Last night the Senate passed a bill to re-set student loan rates. The House is expected to accept this “compromise” measure (compromise being a term of art meaning “a GOP-backed measure acceptable to the Obama administration”).
The new deal essentially jacks up student loan rates drastically going forward, but disguises this with what Elizabeth Warren analogizes to an initial credit card teaser rate.
Here’s how it works. Each year, student loan rates will be determined by the following formula:
Subsidized Staffords will be set at the previous year’s 10-year T-bill yield plus 2.05%. (These are the loans that undergraduates can get for the first few thousand of education costs in a particular year).
Unsubsidized Staffords will be at the 10-year rate plus 3.6%. Grad Plus and Parent Plus will be at the 10-year rate plus 4.6%.
Now because treasury yields were at a post-WWII low last year, this formula actually reduces student loan rates slightly for next year. But it raises them, drastically, going forward, assuming (as the CBO projects they will) interest rates will rise toward anything even remotely close to their historical averages.
For example, graduate and professional students would see their loan rates increase above the current 6.8% (Stafford) and 7.9% (Grad PLUS) rates if the yield on the T-bill were to be at the lowest annual rate it hit in any year between 1962 and 2011. If interest rates climb anywhere close to historical averages, the Stafford and Grad PLUS rates will climb to 9.5% and 10.5% respectively, where they’re capped by the bill.
For undergraduates, subsidized Staffords are capped by the bill at a mere 8.25%, but they would hit this astonishing rate even before interest rates got to their 50-year historical average.

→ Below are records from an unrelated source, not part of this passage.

Issue #1178, opened 2021-09-12
Create panel of standalone legends for the oncoprint plots


jaclyn-taroni:
⚠️ _Blocked by #1177_

#### Context

Quoting https://github.com/AlexsLemonade/OpenPBTA-analysis/issues/1165#issue-980606286

> - Create a unified legend and add to the right side of the plots (I feel like this is a ticket in itself and maybe @kgaonkar6 can tackle - we would maybe have to make color boxes with labels and make them another figure, then put it into this panel - thoughts? (Since there are a lot of samples which are not displayed, some cancer groups in the legend do not have these samples in the plots, so I think we would want to only list those which have samples). It would also be nice to convert these so there are no underscores and the whole words are displayed (eg - `In_Frame_Ins` --> `In-frame insertion`) - honestly, I just made these in excel before (ick) and created a piece of a figure and put it in the final figure, so if this is a huge coding challenge, it can be done like that, as tedious as it is.

#### Next steps

There are at least four steps to getting a unified legend into a final oncoprint figure that I am aware of, which I will detail below.

1. Create a series of [standalone legends using `legend()`](https://stackoverflow.com/questions/48966645/how-can-i-create-a-legend-without-a-plot-in-r/48966924). We need the following:
    - The oncoprint palette legend (using `figures/palettes/oncoprint_color_palette.tsv` but with the color names cleaned up)
    - `broad_histology` panel-specific color palettes for each panel, where the `cancer_group` legend is in the same order as the oncoprint panel itself (https://github.com/AlexsLemonade/OpenPBTA-analysis/issues/1174#issuecomment-915351111) and only includes `cancer_group` that actually get displayed
      - A. Low-grade astrocytic tumor
      - B. Embryonal tumor
      - C. Diffuse astrocytic and oligodendroglial tumor
      - D. Other CNS
2. Compile the series of legends into a single panel with something like `multipanelfigure`. I think doing _steps 1 AND 2_ within `oncoprint-landscape` with it's own notebook or script might be the best way to go about this.
3. Alter `analyses/oncoprint-landscape/02-plot-oncoprint.R` such that individual oncoprints don't get legends. (Maybe, this will depend on what decisions are made for #1177.)
4. Update `figures/scripts/oncoprint-landscape.R` to include the legends panel from step 2. 

**I am planning on implementing this myself and if not, some of these steps might need their own more detailed issues.**

#### Sketch putting it all together 

[...]

Issue #1177, opened 2021-09-12
Updated analysis: Oncoprints to use new minimal display palettes, remove cancer group with n < 10


jaclyn-taroni:
#### What analysis module should be updated and why?

`oncoprint-landscape`

#### What changes need to be made? Please provide enough detail for another participant to make the update.

With the changes coming in #1176, we will need to remove any `cancer_group` with n < 10 from the oncoprints for main display. I know there is logic in this module that is pretty tightly tied to `broad_histology` values, so there may be a non-trivial amount of work to get this done. 

We also might consider creating _individual_ oncoprint plots for `cancer_group` with n < 10.

#### Who will complete the updated analysis?

I expect I will complete the analysis and if not, I will need to update this with more specific instructions.

jharenza:
I think I misunderstood when we talked about this - I was thinking we would have a separate set of colors for the oncoprint to ensure we are still plotting all cancer groups with mutations. This will also ensure that our plots match pedcbio for the genes listed so that people don't get confused if they check our figures vs pedcbio. Thoughts?

jaclyn-taroni:
My take in https://github.com/AlexsLemonade/OpenPBTA-analysis/issues/1174#issuecomment-915298938 was that we could include `cancer_group`-specific oncoprints for groups that didn't meet the sample size criteria:

> > I think I have to check on which cancer_group are >=10, but I think for all figures other than the oncoprint, this may be fine. For the oncoprint, we should still annotate as the specific cancer.
> 
> If the specific cancer does not meet this criteria, we could include the oncoprint in the supplemental material instead and possibly even split up by `cancer_group`, rather than `broad_histology`, which would allow us to avoid having to worry about colors for specific cancer groups with N < 10.

And more generally in https://github.com/AlexsLemonade/OpenPBTA-analysis/issues/1174#issuecomment-915666312

> And for `cancer_group` or `broad_histology` labels that don't make the cutoff based on sample size, we should devise ways to break those plots out individually as needed.

This what I meant by

> We also might consider creating _individual_ oncoprint plots for `cancer_group` with n < 10.

above, as well. We could then assemble the individual, `cancer_group`-specific plots into a multipanel supplemental figure. 

I _think_ that this will solve for this point:

> This will also ensure that our plots match pedcbio for the genes listed so that people don't get confused if they check our figures vs pedcbio.

[...]

PR #1200, opened 2021-10-30
OncoPrint figures

jaclyn-taroni:
⚠️  Stacked on #1193 

Addressing #1177 and #1178, but made slightly different choices than what is detailed in those issues. Importantly, I've only removed cancer groups with less than 10 samples for the other CNS plot. In the current version of #1193, cancer groups with n < 10 in the other 3 broad histologies are randomly assigned a hex code from the `Greys` color brewer palette. There are over 20 cancer groups with n < 10 that'd be included in the Other CNS plot (fewer than that when you consider which groups actually show up in the plots using the other CNS genes of interest list), so it's not feasible to randomly assign greys to them in the same way. Instead, the Other CNS cancer groups with n < 10 are in a supplemental PDF where they are assigned colors based on the `Paired` color brewer palette.

Similar to #1194, I've created an Rscript (`figures/scripts/fig2-oncoprint-landscape.R`) that creates individual panels & legends as PDFs (`figures/pdfs/fig2/panels`) and then I've assembled a draft figure in Illustrator. You can see that draft as `figures/pngs/figure2.png`. I've removed the old script that used `multipanelfigure` to assemble the figure from the PNGs in the module (`figures/scripts/oncoprint-landscape.R`).

I needed to rerun the `oncoprint-landscape` module because we had been manually updating the OncoPrint palette, rather than updating the script that has all the palettes, so some colors got dropped in #1161 when the tumor descriptor palette was created and those colors were missing when things were run as part of #1189. I've also deprecated the former figure 2 script to hopefully avoid confusion.


jaclyn-taroni:
This is a large number of changed files, but everything in `analyses/oncoprint-landscape/plots` is just a rerun now that I've fixed the oncoprint palette and I'm removing a good number of figures that are deprecated.

figures/palettes/oncoprint_color_palette.tsv
```diff
@@ -11,11 +11,13 @@ In_Frame_Ins	#FFE4E1
 Stop_Codon_Ins	#CC79A7
 Start_Codon_Del	#56B4E9
 Fusion	#7B68EE
-Multi_Hit	#00F021
+Multi_Hit	#CCCCCC
 Hom_Deletion	#313695
 Hem_Deletion	#abd9e9
```
jharenza, line 16:
```suggestion
```
We are not actually using these

figures/palettes/oncoprint_color_palette.tsv
```diff
@@ -11,11 +11,13 @@ In_Frame_Ins	#FFE4E1
...
-amplification	#c51b7d
-loss	#0072B2
-gain	#D55E00
+Del	#0072B2
+Amp	#D55E00
```
jharenza, line 18:
```suggestion
Del	#386db0
Amp	#c51b7d
```
new color suggestions

figures/palettes/oncoprint_color_palette.tsv
```diff
@@ -11,11 +11,13 @@ In_Frame_Ins	#FFE4E1
...
 High_Level_Gain	#FF0000
 Multi_Hit_Fusion	#CD96CD
+Intron	#5ea4fe
+5'Flank	#386db0
+3'Flank	#c51b7d
```
jharenza, line 23:
```suggestion
5'Flank	#7CCBAC
3'Flank	#FD8344
```
new color suggestions - moving these two to Amp/Del, where I had meant them to be previously, but it looks like things got shuffled. Let's see what these look like 😬

figures/palettes/oncoprint_color_palette.tsv
```diff
@@ -11,11 +11,13 @@ In_Frame_Ins	#FFE4E1
...
-Multi_Hit	#00F021
+Multi_Hit	#CCCCCC
 Hom_Deletion	#313695
 Hem_Deletion	#abd9e9
-amplification	#c51b7d
-loss	#0072B2
-gain	#D55E00
+Del	#0072B2
+Amp	#D55E00
 High_Level_Gain	#FF0000
```
jharenza, line 19:
```suggestion
```
We are not using this one either

jharenza (commented):
>Instead, the Other CNS cancer groups with n < 10 are in a supplemental PDF where they are assigned colors based on the Paired color brewer palette.

I like this! I will modify Supplemental Figure 3 in the manuscript repo to add this panel.

For the `oncoprint_alteration_legend.pdf`, it looks like we have a few alterations/colors which we do not use due to the renaming of CNV alterations, so I updated the code to remove those. I also made a few suggestions for swapping some colors.

The only other minor thing I saw was that the oncoprint panel pdfs do not contain `goi` in the filename while the analysis module does, so maybe you can add this to be consistent (I double checked you are using goi here and you are 😄 ).

figures/palettes/oncoprint_color_palette.tsv
jaclyn-taroni: We need to edit the script that generates them (`figures/scripts/color_palettes.R`), not this file directly. Editing this file directly caused problems (see the mentions of #1161 and #1189 in the original PR comment).

jharenza: gotcha!

jaclyn-taroni:
@jharenza I've updated the color palette and rerun the figures. Can you take a look before I invest any more effort, i.e., attempt to put together the multipanel version?

jharenza:
> @jharenza I've updated the color palette and rerun the figures. Can you take a look before I invest any more effort, i.e., attempt to put together the multipanel version?

The colors I mentioned look fine, but what is "Complex_event"? I hadn't seen that before and it is black, along with nonsense mutations, so that would need a new color if we use it. I would think it would fit into other categories, unless it is an SV of some sort?

jaclyn-taroni:
> but what is "Complex_event"? I hadn't seen that before and it is black, along with nonsense mutations, so that would need a new color if we use it. I would think it would fit into other categories, unless it is an SV of some sort?

A couple notes:

- Complex event is not new as of my most recent update - we can see it here in https://github.com/AlexsLemonade/OpenPBTA-analysis/pull/1200/commits/f6bcf253ac3ceb242e2557e82ad259ea3eb0f729: https://github.com/jaclyn-taroni/OpenPBTA-analysis/blob/f6bcf253ac3ceb242e2557e82ad259ea3eb0f729/analyses/oncoprint-landscape/plots/primary-plus_embryonal_oncoprint.png
- Complex event isn't documented as far as I can tell outside of: https://github.com/PoisonAlien/maftools/blob/db66c013049e04999eca8e6aaa440cfe1eb08703/R/oncoplot.R#L644 which I take to mean that we expect to see it when a gene is impacted by both by a mutation and a copy number alteration of some kind
- It's the same navy (or at least close enough) as Translation Start Site. I'll add it to the palette with another color. I'll probably start with a darker green.

jaclyn-taroni:
@jharenza ready for another look

jharenza:
> Complex event isn't documented as far as I can tell outside of: https://github.com/PoisonAlien/maftools/blob/db66c013049e04999eca8e6aaa440cfe1eb08703/R/oncoplot.R#L644 which I take to mean that we expect to see it when a gene is impacted by both by a mutation and a copy number alteration of some kind

Interesting, I had not noticed that before and I wonder if that was earlier code before the CNVs were added as smaller rectangles in which we are able to see a mutation/fusion + a CNV with two different colors. That begs the question why is it showing as complex rather than the two colors for mut/cnv, unless perhaps a multi-hit SNV + CNV? I can't look into that right now, but probably can later tonight. If you get to it before me, let me know.

jaclyn-taroni:
From a cursory look at the code, I think it might arise when there are multiple CNVs. If we set `writeMatrix = TRUE` when we call `oncoplot()`, that might help confirm/reject that idea.

jharenza:
>From a cursory look at the code, I think it might arise when there are multiple CNVs. If we set writeMatrix = TRUE when we call oncoplot(), that might help confirm/reject that idea.

Just noting that we should explain this in the figure legend.

I can't distinguish between the green for complex event and missense, but otherwise, the flank/amp colors are ok for me.

jaclyn-taroni:
Going to request a review from @cbethell! The main file to take a look at is: `figures/scripts/fig2-oncoprint-landscape.R`. We can add the compiled figures later.

figures/generate-figures.sh
```diff
@@ -77,14 +82,8 @@ bash ${analyses_dir}/oncoprint-landscape/run-oncoprint.sh
...
-for filename in "${filenames[@]}"; do
-
-  ## Run the `oncoprint-landscape` figure assembly script
-  Rscript --vanilla scripts/oncoprint-landscape.R \
-    --lead_filename ${filename} \
-    --png_name pngs/${filename}_oncoprint_landscape.png
-
-done
+# Create single panel PDFs and legends
+Rscript --vanilla figures/figures/scripts/fig2-oncoprint-landscape.R
```
cbethell, line 86:
```suggestion
Rscript --vanilla scripts/fig2-oncoprint-landscape.R
```

cbethell (approved):
This LGTM! Just left a comment re: fixing the file path to the figure script in `generate-figures.sh` (tested it to make sure it works successfully and it does) 👍

figures/generate-figures.sh
jaclyn-taroni: Oops! That's super weird, thanks for catching it!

In effect, this bill treats federal student lending, even more than it is now, as a multi-billion dollar per year arbitrage opportunity for the government (unlike almost all other debt, student loans aren’t dischargeable in bankruptcy). This is especially true for graduate and professional students, who by 2015 are projected by the CBO to be paying even higher rates than they currently pay. (How does $200,000 in debt at 10% paid back over 25 years sound? If CBO projections regarding interest rates prove correct, that’s what the average law graduate who matriculates four years from now will be taking on).